What you have to do = Where does the word "current" show up in the data? Please find each such line and copy it.
Data extract: Begin
PR #606, opened 2015-01-06
add additional_libs option to process arbitrary additional directories

ptoomey3:
We had a patch to process the `lib` directory, as well as other directories that are "lib equivalent". Now that V3.0.0 processes the `lib` directory we thought it might be useful for upstream brakeman to support the same thing.

P.S. I will have to update the unit test after https://github.com/presidentbeef/brakeman/pull/605/ is merged, since the warning count will change.

/cc @gregose @mastahyeti @oreoshake

### DIFF
--- a/lib/brakeman/options.rb
+++ b/lib/brakeman/options.rb
@@ -124,6 +124,11 @@ module Brakeman::Options
           options[:skip_libs] = true
         end
 
+        opts.on "--add-libs-path path1,path2,etc", Array, "An application relative lib directory (ex. app/mailers) to process" do |paths|
+          options[:additional_libs_path] ||= Set.new
+          options[:additional_libs_path].merge paths
+        end
+
         opts.on "-t", "--test Check1,Check2,etc", Array, "Only run the specified checks" do |checks|
           checks.each_with_index do |s, index|
             if s[0,5] != "Check"
--- a/lib/brakeman.rb
+++ b/lib/brakeman.rb
@@ -17,6 +17,8 @@ module Brakeman
   #Options:
   #
   #  * :app_path - path to root of Rails app (required)
+  #  * :additional_checks_path - array of additional directories containing additional out-of-tree checks to run
+  #  * :additional_libs_path - array of additional application relative lib directories (ex. app/mailers) to process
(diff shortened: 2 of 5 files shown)


presidentbeef:
I think for less surprising behavior, paths should be relative to the current working directory, not relative to the root of the application being scanned.

Thoughts?

gregose:
> paths should be relative to the current working directory, not relative to the root of the application being scanned.

For our use case we are scanning application versions in various directories and keeping this path relative to the application allows us to have a standard config for each of these versions. If it was relative to the path running brakeman we would need to dynamically set this config for each scan.

lib/brakeman/options.rb
```diff
@@ -124,6 +124,11 @@ def get_options args, destructive = false
           options[:skip_libs] = true
         end
 
+        opts.on "--additional-libs path1,path2,etc", Array, "Process these additional lib directories" do |paths|
```
presidentbeef: For consistency with `--add-checks-path` can we call this `--add-libs-path`?

presidentbeef:
Hm, I see your point. Alternatively, you could run your scans from the root of the application.

I am concerned about this, because it is inconsistent with the way `--add-checks-path` works and it prevents pointing the path to anything outside of the application to be scanned.

On the other hand, I imagine very few people will even notice.

presidentbeef:
In any case, please merge/rebase master as mentioned above.

lib/brakeman/options.rb
```diff
@@ -124,6 +124,11 @@ def get_options args, destructive = false
           options[:skip_libs] = true
         end
 
+        opts.on "--add-libs-path path1,path2,etc", Array, "An application relative lib directory (ex. app/mailers) to process" do |paths|
```
ptoomey3: Ok, I added options descriptions for the new `additional_libs_path` as well as the previously undocumented `additional_checks_path` above. I've tried to clear up the ambiguity between these path types by more clearing defining what each is for. Hopefully the "application relative lib directory" language alon with the example "app/mailers" will make it clear what this option is for.

presidentbeef:
Works for me. Thanks! :rocket:

gregose:
:metal:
Data extract: End
Result of this task =
I think for less surprising behavior, paths should be relative to the current working directory, not relative to the root of the application being scanned.
> paths should be relative to the current working directory, not relative to the root of the application being scanned.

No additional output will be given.